As Sears dropped the ball regarding an online purchase of a daybed (they didn't deliver all of the parts), we had to go to Ashley Furniture and we found a daybed for $450 including delivery that was solid enough for Penny's father to be able to get out of the bed without assistance (they delivered it and it was missing the bolts to assemble it... so I went to Ace Hardware to get 16 bolts and we assembled the bed together... and that is when my hernia recurred, when I bent down to tighten a lower bolt... so now I have the same hernia as I did before the surgery). I am not very happy with myself. So, Penny's father was released yesterday and will be staying with us for a while.
Now the hard part.... he is still in denial as to how extensive his limitations are. He still wants to drive, despite the fact he cannot put his own seatbelt on and can barely get into the car without help.
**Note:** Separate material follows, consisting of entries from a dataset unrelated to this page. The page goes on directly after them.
PR #196, opened 2020-07-24
Replace `Option<T>` with `?` in `ListK` (part 1)

tapegram:
Part 1 of providing alternatives for fns that use `Option` for `ListK`.

Ran into https://discuss.kotlinlang.org/t/overloaded-function-with-lambda-parameter-of-different-return-types/6053/2 when creating a nullable version of `filterMap`, so I gave the nullable one a different and less good name :(

Would especial appreciate any feedback on the naming of these functions, since the older `Option` based functions already have the good names and the type system struggles to handle overloading with generics or lambdas without requiring explicit typing by the consumer, so I had to make up new names when required.

### DIFF
--- a/arrow-core-data/src/main/kotlin/arrow/core/ListK.kt
+++ b/arrow-core-data/src/main/kotlin/arrow/core/ListK.kt
@@ -283,11 +283,39 @@ data class ListK<out A>(private val list: List<A>) : ListKOf<A>, List<A> by list
   /**
    * Left-padded zipWith.
    */
+  @Deprecated("Deprecated, use `leftPadZip(other: ListK<B>, fab: (A?, B) -> C)` instead", ReplaceWith("leftPadZip(other: ListK<B>, fab: (A?, B) -> C)"))
   fun <B, C> lpadZipWith(
     other: ListK<B>,
     fab: (Option<A>, B) -> C
   ): ListK<C> =
     padZipWith(other) { a: Option<A>, b -> b.map { fab(a, it) } }.filterMap(::identity)
+
+  /**
+   * Returns a [ListK<C>] containing the result of applying some transformation `(A?, B) -> C`
+   * on a zip, excluding all cases where the right value is null.
+   *
+   * Example:
+   * ```kotlin:ank:playground
+   * import arrow.core.*
+   *
+   * //sampleStart
+   * val left = listOf(1, 2).k().leftPadZip(listOf("a").k()) { l, r -> l toT r }.k()      // Result: ListK(Tuple2(1, "a"))
+   * val right = listOf(1).k().leftPadZip(listOf("a", "b").k()) { l, r -> l toT r }.k()   // Result: ListK(Tuple2(1, "a"), Tuple2(null, "b"))
+   * val both = listOf(1, 2).k().leftPadZip(listOf("a", "b").k()) { l, r -> l toT r }.k() // Result: ListK(Tuple2(1, "a"), Tuple2(2, "b"))
+   * //sampleEnd
+   *
+   * fun main() {
+   *   println("left = $left")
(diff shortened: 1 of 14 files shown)


nomisRev:
Oh, that sucks :( This should be fixable with `@BuilderInference`, but that's still experimemtal isn't it?

nomisRev:
Hey @tapegram,

Since Arrow is an OSS project we use KtLint to check to format and to automatically format. It seems that CI failed due to a formatting issue.

Running `.gradlew ktlintFormat` should correctly format Arrow, checking that in and pushing should make CI green so we can make this PR ready for review 🙌

arrow-core-data/src/main/kotlin/arrow/core/ListK.kt
```diff
@@ -167,14 +167,41 @@ data class ListK<out A>(private val list: List<A>) : ListKOf<A>, List<A> by list
...
+   *   }
+   * } // Result: listOf("2").k()
+   * //sampleEnd
+   *
+   * fun main() {
+   *   println("evenStrings = $evenStrings")
+   * }
+   * ```
+   */
+  fun <B> filterNullMap(f: (A) -> B?): ListK<B> =
```
nomisRev, line 196: Should we do? We're also trying to algining more to the names familiar in Kotlin from the std. IIRC there is 2 `Iterable` extensions for the signature in the std. `filterMap` and `mapNotNull`?

```
@JvmName("mapNotNull")
fun <B> filterMap(f: (A) -> B?): ListK<B>
```

1Jajen1: I think as long as the stdlib ones don't have any obvious drawbacks we shouldn't have duplicates names and signatures.

arrow-core-data/src/main/kotlin/arrow/core/ListK.kt
```diff
@@ -185,23 +212,110 @@ data class ListK<out A>(private val list: List<A>) : ListKOf<A>, List<A> by list
...
+   * //sampleEnd
+   *
+   * fun main() {
+   *   println("padRight = $padRight")
+   *   println("padLeft = $padLeft")
+   *   println("noPadding = $noPadding")
+   * }
+   * ```
+   */
+  fun <B> padZipWithNull(
```
1Jajen1, line 236: Can't we have them use the same name and disambiguate for the jvm using jvmName or something?

arrow-core-data/src/main/kotlin/arrow/core/ListK.kt
nomisRev: In that case I think we should name it [`mapNotNull` as Kotlin's Std](https://kotlinlang.org/api/latest/jvm/stdlib/kotlin.collections/map-not-null.html)? 

We can re-introduce `filterMap` if we want later on.

arrow-core-data/src/main/kotlin/arrow/core/ListK.kt
```diff
@@ -167,14 +167,41 @@ data class ListK<out A>(private val list: List<A>) : ListKOf<A>, List<A> by list
...
+   * ```kotlin:ank:playground
+   * import arrow.core.*
+   *
+   * //sampleStart
+   * val evenStrings = listOf(1, 2).k().filterNullMap {
+   *   when (it % 2 == 0) {
+   *     true -> it.toString()
+   *     else -> null
+   *   }
+   * } // Result: listOf("2").k()
```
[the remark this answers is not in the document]
nomisRev: This is actually not the case, that's only true for non-playground snippets and the output only appears on the website.

nomisRev:
Thanks so much @tapegram for the contribution!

The mobile home he lives in needs extensive cleaning and he keeps pushing Penny to do the work so he can save money (despite the fact that the work needed is extensive and the fact that Penny's cancer fight should not be complicated with her trying to clean a germ laden / dirty mobile home when she is not physically capable of doing so).
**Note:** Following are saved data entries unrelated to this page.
PR #197, opened 2020-07-24
Rework Order to use Ordering and test instance laws

1Jajen1:
Two changes worth noting:
- Orders main combinator now returns `Ordering`. This has a few advantages: It is much easier to reason about than integers and second it offers a monoid instance so we can combine the result of `compare` to obtain a new `Ordering`. This allows nice and easy definitions for types with multiple values.
- Added laws and tests for the `Order` typeclass. It was previously lawless.

### DIFF
--- a/arrow-core/src/main/kotlin/arrow/core/extensions/boolean.kt
+++ b/arrow-core/src/main/kotlin/arrow/core/extensions/boolean.kt
@@ -3,6 +3,8 @@ package arrow.core.extensions
 import arrow.typeclasses.Eq
 import arrow.typeclasses.Hash
 import arrow.typeclasses.Monoid
+import arrow.typeclasses.Order
+import arrow.typeclasses.Ordering
 import arrow.typeclasses.Show
 
 interface BooleanShow : Show<Boolean> {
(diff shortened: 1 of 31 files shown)


arrow-core/src/main/kotlin/arrow/core/extensions/boolean.kt
```diff
@@ -14,6 +16,11 @@ interface BooleanEq : Eq<Boolean> {
   override fun Boolean.eqv(b: Boolean): Boolean = this == b
 }
 
+interface BooleanOrder : Order<Boolean> {
+  override fun Boolean.compare(b: Boolean): Ordering = Ordering.fromInt(this.compareTo(b))
```
nomisRev, line 20: Nit: impls on new lines

nomisRev:
Thanks @1Jajen1! I think this was one of my early contributions to Arrow 😅
Using `Int` over `Ordering` was definitely the wrong call.

1Jajen1:
The build fails with a bug in kapt by the looks of it. Locally compiles fine. This looks weird as if it has a cache issue because it seems related to `Eq` being a superclass of `Order` which was removed in this pr

1Jajen1:
> The build fails with a bug in kapt by the looks of it. Locally compiles fine.

Got this fixed. My guess is that github actions run on a machine that considers the paths: "x/EQ.java" and "x/Eq.java" to be the same whereas my machine does not. Only way I can explain why this failed in actions only :sweat_smile: 

Either way I moved the `Ordering` to the datatypes where it belonged in the first place.

1Jajen1:
> arrow.fx.QueueTest > BoundedQueue - peekAll reads all values, including outstanding offers FAILED

I guess that is a flaky test?

nomisRev:
@1Jajen1 yes, it's flaky due to CI imprecision on timing :/

rachelcarmena:
> My guess is that github actions run on a machine that considers the paths: "x/EQ.java" and "x/Eq.java" to be the same whereas my machine does not. 

Right @1Jajen1 , it runs on a macOS environment with case insensitive filesystem :raised_hands:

The fact my hernia recurred as a result of our effort to help her father is my fault (we tried to have the bed assembled by professionals, but both times... the bed arrived missing the parts necessary to complete it). But we should have told her father to wait to leave the rehab center until someone could assemble the bed instead of my trying to fix the situation in order to get him out of there like he wanted. I need to learn how to say "wait" when it can result in my physical condition taking a turn for the worse.
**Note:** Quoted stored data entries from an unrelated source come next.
PR #221, opened 2020-08-24
Configuration: improve plugin management

rachelcarmena:


.editorconfig
```diff
@@ -3,4 +3,4 @@
 indent_size=2
 insert_final_newline=true
 max_line_length=off
-disabled_rules=import-ordering,no-unit-return
\ No newline at end of file
+disabled_rules=import-ordering,no-unit-return,curly-spacing
```
aballano, line 6: was this added on purpose? AFAIK ktlint shouldn't affect non-kotlin files

rachelcarmena: Righ, thanks for the review!! When re-organizing the configuration, the ktlint version was considered and a lot of errors raised with functions following this format:

```
<signature> = 
  { ... }
```

I updated this configuration for all the repositories except `arrow-check` (I'll create an issue afterwards).

aballano (approved):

I have learned my lesson the hard way, and hopefully, the surgery will be redone (and I will not do any physical activity for a month no matter what I am asked to do). Hernia's can only heal after surgery if stress is not put on the affected muscle.As for Penny's father..... Penny and I are in no physical condition to engage in long term care for him (that involves lifting and other physical care), we are walking a fine line regarding what we can do and we need to find a solution that doesn't involve our sacrificing our physical health in order to make up for his lack of ability to engage in daily activity (he needs professional care). I hope this doesn't sound like we are complaining, he needs to acknowledge his limitations and allow himself to be cared for by professionals instead of engaging in denial and forcing family (by fighting all efforts to get him help) which only will contribute to that families already deteriorating quality of life. And truly, he needs to stop driving as he is a danger to anyone on the road (his response time is limited, his Parkinson's makes him very stiff, and his tremors are getting worse). We are so worried he will hurt someone (which is why we are pushing for a NeuroPsych evaluation to assess his physical / mental capacity).
I also was saddened by the death of a friend I used to work with, Kevin Koerner passed away a few days ago. He was an honorable man and was a tenacious man. His attention to detail was legendary and many learned the ropes of the logistics industry from him. He was and always will be "The Colonel" to all of his friends and peers/co-workers. I didn't interact with him too much away from work (we lived very far from each other), but we spent many days and evenings talking to each other regarding work issues/solutions plus our familial issues (he loved his wife Cindy and did everything he could to raise his children as best he could). There is not anyone I know who has a bad word to say about the man, and when I am at his funeral in a week, I am sure that it will be well attended with many who honestly will be there to pay their respects (and who genuinely miss him).